Su cabello largo caía en ondas perfectas, su ropa era impecable y su sonrisa... Dios, su sonrisa le resultaba insoportablemente despreocupada.

—¡Takemichi! —saludó ella con alegría, como si fueran viejos amigos—. ¡Hace tiempo que no nos vemos!

Takemichi parpadeó, procesando su presencia. Por supuesto que la había visto antes, pero nunca de cerca, nunca lo suficiente como para tener una conversación.

Apretó los labios y se obligó a sonreír levemente, aunque su estómago se revolvía con incomodidad.

—Hola, Senju —respondió con una calma forzada—. ¿Qué haces aquí?

—Vine a buscar a Manjiro, pero parece que aún está ocupado —dijo con un ligero encogimiento de hombros. Luego, su mirada se posó en el cochecito de Shinichiro—. Oh... ¿Ese es tu bebé?

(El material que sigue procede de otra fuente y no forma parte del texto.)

PR #19, opened 2017-06-02
Starting endpoint instance in setup command

### LINKED ISSUE #17: When running only -s (setup command) the installers are not run
When running -s command the result is that [`Endpoint.Create`](https://github.com/Particular/ServiceControl.Monitoring/blob/develop/src/ServiceControl.Monitoring/Hosting/Commands/SetupCommand.cs#L12) is called which does not run installers. We probably need to call `Endpoint.Start` to make that happen.

tmasternak:
Resolves #17


mikeminutillo:
`Endpoint.Create` already runs the installers.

Takemichi sintió un escalofrío de incomodidad recorrer su espalda. No le gustaba la forma en la que Senju observaba a su hijo, con curiosidad genuina pero sin el peso de la historia que había detrás.

—Sí —respondió simplemente.

Senju sonrió y se inclinó un poco para verlo mejor.

—Es precioso. Y tu perro también es increíble —dijo, estirando una mano para acariciar la cabeza de Bruce, quien, sorprendentemente, no reaccionó de mala manera.

Takemichi asintió, observándola con cautela.

Senju suspiró y tomó asiento en la silla frente a su escritorio. Su expresión se suavizó un poco, como si estuviera debatiéndose internamente sobre si decir algo o no.

—Siempre he querido tener un bebé —confesó de repente, con una sonrisa melancólica—. Pero... Manjiro me dijo que no podemos.

Takemichi frunció ligeramente el ceño.

—¿Cómo?

Senju bajó la mirada, jugando con los pliegues de su falda.

—Me dijo que... es infértil. Que nunca podrá tener hijos.

El bolígrafo se resbaló de entre los dedos de Takemichi.

¿Qué...?

Su mente se quedó en blanco por unos segundos.